### Task item
Set down, exactly as written, every line from the top of the records below to the line containing "### LINKED ISSUE", both ends included, and no others.

Provided data START

PR #5241, opened 2024-07-10
fix: Order of comparison measures in dimension table export

### LINKED ISSUE #5238: Order of columns in comparison exports does not match the UI
If I enable time comparisons and go to the dimension detail view, the comparison values for the current measure comes right after the current measure column. But in the exports, they come at the very end. When there are many measures, this feels like the comparison data is missing.

It seems like this will require two changes:
1. The UI uses the Aggregation API, but it uses the Comparison API for the exports. It should use the Aggregation API both places since it supports supports giving a total column order.
2. The UI currently puts the comparison measures last in the list requested in the Aggregation API. It should order the requested measures with the same order as they are shown in the UI.

AdityaHegde:
closes #5238

### DIFF
--- a/web-common/src/features/dashboards/dimension-table/ExportDimensionTableDataButton.svelte
+++ b/web-common/src/features/dashboards/dimension-table/ExportDimensionTableDataButton.svelte
@@ -115,7 +115,7 @@
 {#if includeScheduledReport && CreateScheduledReportDialog && showScheduledReportDialog && $scheduledReportsQueryArgs}
   <svelte:component
     this={CreateScheduledReportDialog}
-    queryName="MetricsViewComparison"
+    queryName="MetricsViewAggregation"
     queryArgs={$scheduledReportsQueryArgs}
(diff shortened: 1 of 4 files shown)


ericpgreen2:
Hmm, my export doesn't match the column order of the dimension table:

image

AdityaHegde:
Ah didnt realise backend doesnt honour the order either.

ericpgreen2:
To match the UI, the comparisons should come _after_ their associated column.

image

web-common/src/features/dashboards/dimension-table/ExportDimensionTableDataButton.svelte
```diff
@@ -43,6 +43,7 @@
   });
 
   $: scheduledReportsQueryArgs = getDimensionTableExportArgs(ctx);
+  $: console.log($scheduledReportsQueryArgs);
```
ericpgreen2, line 46: Leftover log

Provided data END

### Task answer
PR #5241, opened 2024-07-10
fix: Order of comparison measures in dimension table export

### LINKED ISSUE #5238: Order of columns in comparison exports does not match the UI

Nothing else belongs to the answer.